Forbidden polling pattern. No agent or script may spawn until <condition>; do sleep N; done infinite loops. Use bounded for loops, sync Bash calls, or the harness Monitor tool. The infinite-loop form orphans on agent termination and pollutes the harness state.

7.4 — simplify skill enhancement

Update the simplify skill (or equivalent code-review skill) to flag until ... do sleep N; done patterns in any committed shell scripts.

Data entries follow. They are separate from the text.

PR #526, opened 2026-06-24
Best practice: detect entities outside the scope of IFC 4.3 MVDs (IVS-746)

civilx64:
Implementation here varies slightly from the plan in JIRA so that we could re-use the step implementation of IFC102.  The list of entities **NOT** in scope was generated in the ifc-4.x code base by introspecting the schema definition with `ifcopenshell.schema_by_name` and subtracting entities in `mvd_entity_usage.json`.


features/rules/IFC/IFC430_Entities-in-scope-for-IFC-4X3-ReferenceView-MVD.feature
```diff
@@ -0,0 +1,326 @@
+@IFC
+@version1
+@industry-practice
+Feature: IFC430 - Entities in scope for IFC 4X3 ReferenceView MVD
```
aothms, line 4: Love the rule code ;)

features/rules/IFC/IFC430_Entities-in-scope-for-IFC-4X3-ReferenceView-MVD.feature
```diff
@@ -0,0 +1,326 @@
...
+
+The rule verifies that IFC models using schema version 4.3 and declaring the Reference View Model View Definition (MVD)
+do not export any entities that are outside the scope of this MVD.
+
+  Scenario Outline: Check for in-scope entities - IFC4.3 ReferenceView
+
+    Given A model with Schema 'IFC4.3'
+    Given A model with Model View Definition 'ReferenceView'
+    Given An IFC model
```
aothms, line 13: Is this needed?

features/rules/IFC/IFC430_Entities-in-scope-for-IFC-4X3-ReferenceView-MVD.feature
```diff
@@ -0,0 +1,326 @@
...
+
+    Then There must be less than 1 instance(s) of .<Entity>. ^excluding subtypes^
```
aothms, line 15: Sorry, I find this a bit ugly


```suggestion
    Then There must be 0 instance(s) of .<Entity>. ^excluding subtypes^
```

or


```suggestion
    Then There must be no instance(s) of .<Entity>. ^excluding subtypes^
```

aothms: Shouldn't be that hard to add another overload to existance.py

While at it, it seems that these can be unified:

    "There must be {constraint} {num:d} instance(s) of .{entity}. ^{subtype_handling:include_or_exclude_subtypes}^"
    "There must be {constraint} {num:d} instance(s) of .{entity}."

And then I would just 

default `constraint` to 'equals' and `num` to 0.

and add an overload which picks up these new defaults

    "There must be no instance(s) of .{entity}."

features/rules/IFC/IFC430_Entities-in-scope-for-IFC-4X3-ReferenceView-MVD.feature
```diff
@@ -0,0 +1,326 @@
+@IFC
+@version1
+@industry-practice
+Feature: IFC430 - Entities in scope for IFC 4X3 ReferenceView MVD
+
+The rule verifies that IFC models using schema version 4.3 and declaring the Reference View Model View Definition (MVD)
+do not export any entities that are outside the scope of this MVD.
+
+  Scenario Outline: Check for in-scope entities - IFC4.3 ReferenceView
```
aothms, line 9: A performance caveat here. Implementing these as a Scenario Outline means a top-down evaluation for all examples. I don't know if this has a measurable impact.

features/rules/IFC/IFC430_Entities-in-scope-for-IFC-4X3-ReferenceView-MVD.feature
```diff
@@ -0,0 +1,326 @@
...
+
+    Given A model with Schema 'IFC4.3'
+    Given A model with Model View Definition 'ReferenceView'
+    Given An IFC model
+
+    Then There must be less than 1 instance(s) of .<Entity>. ^excluding subtypes^
+
+    Examples:
+      | Entity                                       |
+      | IfcAdvancedBrep                              |
```
aothms, line 19: Please document somewhere in this repo how this list was generated

features/steps/utils/ifc.py
```diff
@@ -47,10 +48,13 @@ def get_relation(instance, attrs : list):
     return next((rel for rel in relations if rel is not None), None) # always len == 1
 
 def get_mvd(ifc_file):
-    try:
-        detected_mvd = ifc_file.header.file_description.description[0].split(" ", 1)[1]
-        detected_mvd = detected_mvd[1:-1]
-    except:
+    pattern = r"\[(.*?)\]"
+    header = ifc_file.header
+    desc = header.file_description.description[0]
```
Ghesselink: description [0] will raise an error if the file description has an empty list (e.g. `FILE_DESCRIPTION((),'2;1')`). The old try/except block was a guardrail for this and returned 'None' here. The regex version is actually a nice improvement, but we should probably put the guardrail back so prevent messy headers to crash the rule. 

```suggestion
    descriptions = header.file_description.description
    if not descriptions:
        return None
    desc = descriptions[0]
```

```
>>> f = ifcopenshell.file(schema="IFC4X3_ADD2")
>>> f.header.file_description.description = () 
>>> f.header.file_description.description[0] 
    f.header.file_description.description[0]
    ~~~~~~~~~~~~~~~~~~~~~~~~~~~~~~~~~~~~~^^^
IndexError: tuple index out of range
>>> 
```

Ghesselink (changes requested):

features/steps/utils/ifc.py
aothms: Good catch, or

    next(iter(header.file_description.description), None)

features/rules/IFC/IFC430_Entities-in-scope-for-IFC-4X3-ReferenceView-MVD.feature
civilx64: I created a small script in the ifc-4-x repository that generates these lists of excluded entities and just opened [PR#1144](https://github.com/buildingSMART/IFC4.x-development/pull/1144).

Does it make sense to keep it there in that repo or save elsewhere?

I also put some explanatory text in the PR description, but not sure how easy it is to follow.

features/rules/IFC/IFC430_Entities-in-scope-for-IFC-4X3-ReferenceView-MVD.feature
civilx64: Doesn't it have to be `Scenario Outline` in order to use `Examples`?

features/rules/IFC/IFC430_Entities-in-scope-for-IFC-4X3-ReferenceView-MVD.feature
civilx64: After re-running a local test to confirm, it appears not.  But these feature files were copied directly from IFC102 - which was the original intent, to reuse existing steps and implementations as-is.

features/rules/IFC/IFC430_Entities-in-scope-for-IFC-4X3-ReferenceView-MVD.feature
civilx64: This is literally "six to one, half a dozen to another" :grin: - and what we are already using in IFC102.

Ghesselink (approved):

features/rules/IFC/IFC430_Entities-in-scope-for-IFC-4X3-ReferenceView-MVD.feature
Ghesselink: Yep .. `Example `only works inside a Scenario Outline (behave doesn't run it otherwise). 
I got curious and ran it against a real model from the DB: 74 MB and around 1M entities. Opening the file took~5.5s. Checking all 308 entity types then takes ~0.2s total, and that's with 22 of them actually present (220k instances),. The Scenario Outline overhead on top is a tenth of a second and doesn't grow with model size. 

(fyi @aothms )

aothms: > Example only works inside a Scenario Outline 

Indeed, the alternative I had in my brain was a normal scenario with the much uglier:

```
    Scenario Check for in-scope entities - IFC4.3 ReferenceView
    Given A model with Schema 'IFC4.3'
    Given A model with Model View Definition 'ReferenceView'
    Given An IFC model
    Then There must be less than 1 instance(s) of .IfcAdvancedBrepWithVoids. and .IfcAdvancedFace. .IfcAlignmentCant. and .IfcAlignmentCantSegment. and ...
```

or maybe we would have put them in a .CSV file like we do in a lot of other cases.

Thanks for measuring @Ghesselink 💪 

> The Scenario Outline overhead on top is a tenth of a second and doesn't grow with model size.

That's indeed a very relevant observation, the `Given`s that are executed for every Example all concern the header and don't really push instances on the stack.

I'll resolve this.

features/rules/IFC/IFC430_Entities-in-scope-for-IFC-4X3-ReferenceView-MVD.feature
aothms: I think you have too much confidence in the literacy of people

PR #535, opened 2026-07-31
add out-of-scope entity IfcMapConversionScaled (IVS-889)

civilx64:


aothms:
Also see discussion in https://github.com/buildingSMART/IFC4.x-development/pull/1144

This catches the pattern at code-review time instead of at runtime.

8. Verification

The corrective actions are verified when:

  • .claude/agents/showcase.md has the forbidden-pattern section + three alternatives codified
  • Aegis or Hone has audited all agent definitions and confirmed no other agents use the pattern (or has identified them as additional CAR scope)
  • wiki/conventions.md has the forbidden polling pattern in engineering standards
  • The session-end hook is installed and running
  • Next Showcase invocation that involves a build or deploy is observed cleanly — no orphan loops in ps -ef after the agent reports completion
  • Chris can run consecutive Showcase invocations on apps/website without seeing a growing background-tasks count in the UI

9. Evidence Files

  • This CAR — docs/quality/cars/2026-04-30-corrective-showcase-orphan-polling-loops.md
  • Session transcript with 6 orphan patterns captured — orchestrator session 4d0f08e0-a69f-46ee-a3df-3482b412c5fe
  • ps -ef snapshots taken during diagnosis (orphans parented to PID 1, child sleeps reparented to init after parent kill)
  • Showcase final completion message confirming both routes verified — task af1b5d32dccdf08c1 returned 2026-04-30 ~09:15 CT after ~85 minutes runtime, 103 tool calls
  • Three commits pushed to main during the session: 2ce5a13ee, aa693ad6f, abf9cc7eb

10. Sign-Off

Role Name Status
Reporter Marquee Drafted 2026-04-30
Owner Q Pending review
Implementer Aegis (agent definition update), Hone (cross-audit), Squire (hook installation) Pending assignment
Reviewer Chris Carolan (Advisory Committee) Pending review

Drafted by Marquee under direction from Chris during AOM launch promo work, 2026-04-30. Forwarded to Q for QMS publishing through /corrective-action-report workflow.